Recent Acquisitions by a New Registrant: The Interplay Between Form 8-K and Rule 3-05 for Initial Registration Statements

As we previously discussed, Calvin Coolidge of Green Mountain Capital (your good client) has just acquired Maple Syrup in an LBO. Green Mountain is a private equity firm and Maple Syrup is a privately held corporation. Green Mountain financed the LBO with the proceeds from Maple Syrup’s high yield bond offering with registration rights. Maple Syrup is now preparing for the A/B exchange offer.

To effect the A/B exchange, Maple Syrup will file a registration statement on Form S-4 to exchange the restricted “A” notes for identical “B” notes that have been registered with the SEC. When the Form S-4 becomes effective, Maple Syrup will become a public reporting company, as we covered in our earlier installment.

As you’re busy preparing the registration statement, Cal calls with some exciting news regarding Maple Syrup. Maple Syrup has decided to acquire The Whipped Cream Company, creating a formidable new integrated player in the waffle and pancake topping industry. The Whipped Cream Company will fall between the 40% and 50% significance levels described under Rule 1-02(w), and the deal is expected to close at some point after the Form S-4 goes effective.

Does Maple Syrup have to include separate financial statements of Whipped Cream in the Form S-4?

No, because the acquisition is below the 50% significance level. Under Paragraph (b)(4)(i) of S-X Rule 3-05, at less than 50% significance audited financial statements are not required in the registration statement for probable acquisitions or for completed acquisitions consummated up to 74 days before the date of the offering. Note, however, that in underwritten offerings the deal team may want to discuss whether to take advantage of this accommodation–some commitment committees look for at least a one-year audit together with historical pro forma financial information, even if the 74-day grace period has not yet expired.

Does the answer change if the deal closes while the registration statement is pending?

No, if the acquisition is completed within the 74-day grace period. In other words, if Maple Syrup acquires Whipped Cream less than 74 days before the date of the final prospectus, no separate financial statements or pro formas will be needed.

What happens once Maple Syrup becomes public?

The answer depends on whether the Whipped Cream acquisition was completed before or after the Form S-4 is declared effective by the SEC.
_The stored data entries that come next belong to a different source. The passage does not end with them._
PR #5958, opened 2026-09-16
PMM-15454 State the timezone a schedule runs in

nachodd:
Ticket number: PMM-15454

**Based on `PMM-15453-render-as-meaning` (#5933), not `main` and not `PMM-15205-sep-fb`.** That branch touches the same files and establishes the timestamp rule this work extends, so stacking keeps the diff here to what is actually new. It retargets to `PMM-15205-sep-fb` once #5933 lands.

---

## Where this ticket's scope came from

If the acquisition closes after effectiveness, then Maple Syrup would file its Form 8-K reporting the acquisition under Item 2.01 within four business days after closing, and an amended 8-K with required historical and pro forma financial information no later than 71 calendar days plus four business days after closing (i.e., the 71-day clock runs from the due date of the original 8-K rather than its actual filing date). As a reminder, here is our handy flowchart that shows when a Form 8-K must be filed in connection with an acquisition. In addition, the summary of Rule 3-05 in the section "Recent and Probable Acquisitions" of our publication Financial Statement Requirements in US Securities Offerings reminds us that two years of audited financials (plus financials for any required interim periods) of Whipped Cream will need to be filed since the acquisition of Whipped Cream exceeds the 40% significance threshold. And since Rule 3-05 financials are required, pro forma financials will also be required under Regulation S-X Article 11 (see the section "Pro Forma Financial Information" of  Financial Statement Requirements in US Securities Offerings).

If the deal closed before effectiveness, the timing of the Form 8-K filing is different, although its content would be the same. Paragraph (b)(4)(ii) of Rule 3-05 provides that an issuer that omits from its initial registration statement the required financial statements of a recently acquired business shall furnish those financial statements under cover of Form 8-K “not more than 74 calendar days” after consummation of the acquisition – i.e., by the 75th day. But recall that Form 8-K Item 2.01/9.01 requires the financials to be filed within four business days plus 71 calendar days, which in some instances may be more than 75 calendar days. So which controls? In practice, the SEC Staff will let you go with 71 calendar days plus four business days. See the Note to Section 2050.1 of the Financial Reporting Manual.